Task input:
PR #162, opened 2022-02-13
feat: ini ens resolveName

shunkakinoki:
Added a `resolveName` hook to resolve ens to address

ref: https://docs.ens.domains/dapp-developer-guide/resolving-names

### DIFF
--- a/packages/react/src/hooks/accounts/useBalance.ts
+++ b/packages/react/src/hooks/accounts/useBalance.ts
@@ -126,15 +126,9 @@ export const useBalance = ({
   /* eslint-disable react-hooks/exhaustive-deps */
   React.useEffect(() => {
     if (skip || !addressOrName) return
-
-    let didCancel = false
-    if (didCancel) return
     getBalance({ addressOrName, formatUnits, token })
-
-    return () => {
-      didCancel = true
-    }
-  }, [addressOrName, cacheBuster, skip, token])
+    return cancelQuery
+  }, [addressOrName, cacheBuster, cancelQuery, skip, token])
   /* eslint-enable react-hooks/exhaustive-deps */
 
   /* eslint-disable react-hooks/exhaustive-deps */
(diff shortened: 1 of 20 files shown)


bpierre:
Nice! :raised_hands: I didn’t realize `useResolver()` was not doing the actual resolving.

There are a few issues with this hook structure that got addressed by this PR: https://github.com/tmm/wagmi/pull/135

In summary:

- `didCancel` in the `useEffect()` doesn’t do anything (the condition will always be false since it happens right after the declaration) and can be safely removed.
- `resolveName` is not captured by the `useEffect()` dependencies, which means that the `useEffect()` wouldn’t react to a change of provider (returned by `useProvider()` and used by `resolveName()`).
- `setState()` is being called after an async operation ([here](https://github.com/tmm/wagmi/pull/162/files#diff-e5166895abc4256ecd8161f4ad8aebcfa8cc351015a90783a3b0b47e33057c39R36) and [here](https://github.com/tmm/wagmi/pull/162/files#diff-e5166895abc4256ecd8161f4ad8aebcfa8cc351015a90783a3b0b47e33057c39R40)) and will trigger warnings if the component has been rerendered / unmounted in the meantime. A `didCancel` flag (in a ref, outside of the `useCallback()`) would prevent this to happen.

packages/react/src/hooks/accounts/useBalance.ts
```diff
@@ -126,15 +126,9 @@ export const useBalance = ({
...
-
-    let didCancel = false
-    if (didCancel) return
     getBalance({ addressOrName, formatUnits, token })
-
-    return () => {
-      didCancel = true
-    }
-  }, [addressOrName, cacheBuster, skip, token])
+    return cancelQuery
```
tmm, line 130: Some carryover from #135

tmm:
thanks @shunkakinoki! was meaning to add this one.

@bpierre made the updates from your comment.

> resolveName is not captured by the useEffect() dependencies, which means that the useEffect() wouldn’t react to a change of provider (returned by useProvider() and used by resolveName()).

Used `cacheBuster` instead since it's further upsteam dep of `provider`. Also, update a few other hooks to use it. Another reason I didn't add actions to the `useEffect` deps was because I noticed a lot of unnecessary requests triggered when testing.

--

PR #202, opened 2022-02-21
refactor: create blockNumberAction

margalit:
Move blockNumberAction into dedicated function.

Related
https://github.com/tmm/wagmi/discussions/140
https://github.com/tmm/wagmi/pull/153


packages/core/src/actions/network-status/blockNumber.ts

What to produce: If a line in the listing holds the word "captured", copy it out.

Result:
- `resolveName` is not captured by the `useEffect()` dependencies, which means that the `useEffect()` wouldn’t react to a change of provider (returned by `useProvider()` and used by `resolveName()`).
> resolveName is not captured by the useEffect() dependencies, which means that the useEffect() wouldn’t react to a change of provider (returned by useProvider() and used by resolveName()).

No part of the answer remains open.